Methodology: The Commonwealth Fund Health Insurance Tracking Surveys were conducted in two waves by the online research firm Knowledge Networks in 2011 and 2012, among a representative sample of adults ages 19 to 64. The first survey was conducted between June 24, 2011, and July 5, 2011. The survey sample was drawn from Knowledge Panel—a probability-based online panel that is representative of the U.S. population and includes cell phone–only and low-income households that are typically difficult to reach using traditional telephone surveys and random-digit-dialing sampling. Respondents to the 2011 survey were recontacted in 2012 between August 31 and September 28. A total of 1,416 adults completed both waves of the survey. We include in this analysis only those respondents who reported income in both waves, leaving a sample size of 1,317.

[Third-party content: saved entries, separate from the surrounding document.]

PR #966, opened 2022-07-27
Graft/gnomon

graft:
A work in progress for Gnomon. I am still sketching out the front end. Much work remains. A todo list:
- [x] - project view
- [x] - decompose-identifier view
- [x] - compose-identifier view
- [x] - rule-editor view
- [ ] - decompose API
- [ ] - compose API
- [ ] - rule-update API

Screenshot_20220727_152450


gnomon/Makefile
```diff
@@ -0,0 +1,20 @@
+include ../make-base/stubs.mk
+include ../make-base/docker-compose.mk
+include ../make-base/etna-ruby.mk
+include ../make-base/node.mk
+
+.projects-mark:
+	git clone git@github.com:mountetna/redcap-projects.git lib/etls/redcap/projects || REDCAP_CLONE_FAILED=1
```
coleshaw, line 7: Do you still need these repo's for gnomon?

gnomon/db/migrations/001_polyphemus_db_init.rb
```diff
@@ -0,0 +1,10 @@
+Sequel.migration do
```
coleshaw, line 1: hm, do these migrations still apply?

gnomon/lib/client/jsx/gnomon-nav.jsx
```diff
@@ -0,0 +1,17 @@
+import React, { useEffect } from 'react';
+import Nav from 'etna-js/components/Nav';
+import {selectUser} from 'etna-js/selectors/user-selector';
+import {useReduxState} from 'etna-js/hooks/useReduxState';
+
+const Logo = () => <div id='logo'/>;
+
+const NavBar = ({user}) => <div id='nav'></div>
+
+const PolyphemusNav = () => {
```
coleshaw, line 10: nit: `GnomonNav`?

gnomon/lib/client/scss/logo.scss
```diff
@@ -0,0 +1,8 @@
+#logo {
+  width: 50px;
+  height: 50px;
+  background-size: 100%;
+  border: 1px solid $gnomon-color;
+  border-radius: 50px;
+  background-image: url('~etna-js/images/gnomon.svg');
```
coleshaw, line 7: Do you need to add this file to the PR?

dtm2451:
I love this identifier breakdown figure concept for the project homepage!  It's actually kinda beautiful :heart_eyes:.

My one nit would be the element numbering along the bottom... if it will even stay, cuz it doesn't seem pointed to by any other text at the moment:
- Numbers should probably just get a single character count as their may be 1+,10+,and 100+ occupying that same niche.  Or perhaps even the entire structural units (project, species, day, biospecimen type, etc.) could just get a single number too? If I remember correctly, HuMu breaks some of what we'd probably consider rules nowadays as it has some models where, for example, Lymph Node is 'L' in the identifier and others where it is 'LN'.

gnomon/db/migrations/001_polyphemus_db_init.rb
graft: Err, just got lazy cleaning up stuff and started making the front-end. I'll clean this up when I get to the backend stuff.

graft:
> My one nit would be the element numbering along the bottom... if it will even stay, cuz it doesn't seem pointed to by any other text at the moment:

Yeah those numbers are mostly there because it helped me make my JSON fixtures more easily; it isn't required but I thought it might be useful/neat. It can go as it doesn't really seem necessary and it just adds clutter.

gnomon/Makefile
```diff
@@ -0,0 +1,20 @@
+include ../make-base/stubs.mk
+include ../make-base/docker-compose.mk
+include ../make-base/etna-ruby.mk
+include ../make-base/node.mk
+
+.projects-mark:
```
corps, line 6: Is this build target necessary?  Looks like maybe just copy paste.

coleshaw:
Have you thought about putting the UI into Timur, as a widget somewhere? I wonder if another app will be confusing to users ...

graft:
>Have you thought about putting the UI into Timur, as a widget somewhere? I wonder if another app will be confusing to users ...

Yeah, debating this one a lot. I agree that having yet another app is not great, but I don't think this really belongs in Timur, which is an interface to magma/the Data Library. Gnomon is meant to allow name creation to propagate entities into the library, but it isn't exactly the same thing. I think this will be more confusing if it is going on alongside the normal Timur/DL interactions. Plus I think it is nice if it is its own separate thing so that users of those functions can just understand them in isolation.

coleshaw:
Would it make sense to have the backend API inside of Magma, with a Gnomon UI separately (like Timur)? I'm worried if we get to the point where we want Magma to only create records for Gnomon-verified IDs, having them in two separate systems / databases might cause complexity / latency in having to make network calls for every single update action.

coleshaw:
Did you have some other Gnomon technical spec document? The one I found on Notion (titled Gnomon (Naming service)) seems like the original concept doc, not the technical doc you shared later...

graft:
> Did you have some other Gnomon technical spec document? The one I found on Notion (titled Gnomon (Naming service)) seems like the original concept doc, not the technical doc you shared later...

I added the planning doc to the bottom of that page. Re: putting the API in magma, I think that makes sense, I'm not sure what benefit there is in having it in a separate database, and allowing the Gnomon identifier list to be joined directly to Magma queries seems much more useful.

graft:
Ok, added the gnomon models to Magma. I am figuring we can make future gnomon PRs against this branch until the backend is wired up, but we could also just merge.

coleshaw:
Do you need to add the migration files to the PR? I don't see them ...

coleshaw:
And shall we pair today or tomorrow to divide up the remaining tasks?

magma/db/migrations/011_add_gnomon_tables.rb
```diff
@@ -0,0 +1,27 @@
...
+      column :config, :json, null: false
+      DateTime :created_at, null: false
+
+      index [:project_name, :version_number], unique: true
+    end
+
+    create_table(:identifiers) do
+      primary_key :id
+
+      String :project_name, null: false
```
coleshaw, line 17: Would it be helpful in any way to also record which `model` an identifier belongs to? Thinking it may save some sort of computation when searching for identifiers perhaps, being able to construct the rule directly instead of having to iterate through all rules to find the matching one?

magma/db/migrations/011_add_gnomon_tables.rb
```diff
@@ -0,0 +1,27 @@
+Sequel.migration do
+  change do
+    create_table(:rules) do
+      primary_key :id
+
+      String :project_name, null: false
+      Integer :version_number, null: false
+      column :config, :json, null: false
+      DateTime :created_at, null: false
```
coleshaw, line 9: I think for the other apps we used the timestamp plugin for Sequel, which also requires a column for `:updated_at`. While we may not use that column, the plugin is quite useful -- should we add the `:updated_at` column anyways?

magma/lib/magma/identifier.rb
```diff
@@ -0,0 +1,7 @@
+class Magma
+  class Identifier < Sequel::Model
+     many_to_one :rule
+     many_to_one :renamed_to, class: self, key: :renamed_to_id
```
coleshaw, line 4: Hm....is `:renamed_to` many to one, or one-to-one? Like ... you might have many identifiers renamed to the same one? That seems ...  hm, kind of mind boggling. Like, PAT1 -> PAT3, PAT2 -> PAT3, etc.?

magma/db/migrations/011_add_gnomon_tables.rb
```diff
@@ -0,0 +1,28 @@
...
+    create_table(:identifiers) do
+      primary_key :id
+
+      String :project_name, null: false
+      String :identifier, null: false
+      String :author, null: false
+      String :rule, null: false
+      foreign_key :grammar_id, :grammars, null: false
+      foreign_key :renamed_to_id, :identifiers
+      DateTime :created_at, null: false
```
coleshaw, line 23: Do we need to then add an "outside collaborator identifiers" list here, to track any third-party mappings?

coleshaw:
nit: On the identifier creation page's dendrogram type graphic, it might also be cool to have the on-hover also change the boldness of the horizontal brackets, not just bolding the line linking the section to the identifier area (hopefully that makes sense):

181383084-ca31574f-4375-456e-b10b-42483ba29efe

Right now it seems like only the linking lines turn bold, but then you have to visually follow those to the right identifier section ...

coleshaw:
@graft , you'll want to make sure to add `gnomon` to the list of apps to test, in `.github/workflows/branches.yml`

Data are weighted to correct for the longitudinal panel aspects of the study design and disproportion-ate nonresponse that might bias results. The data are weighted to the U.S. adult population, ages 19 to 64, by gender, age, race/ethnicity, education, poverty level, census region, metropolitan area, Internet access, and primary language using the U.S. Census Current Population Survey March 2010, the CPS supplemental survey mea¬suring Internet access (from October 2010), and the Pew Hispanic Center Survey (2010) for Spanish language proficiency distributions. The resulting weighted sample is representative of the approximately 186.7 million U.S. adults ages 19 to 64. The margin of sampling error for the longitudinal sample is +/– 3.4 percent.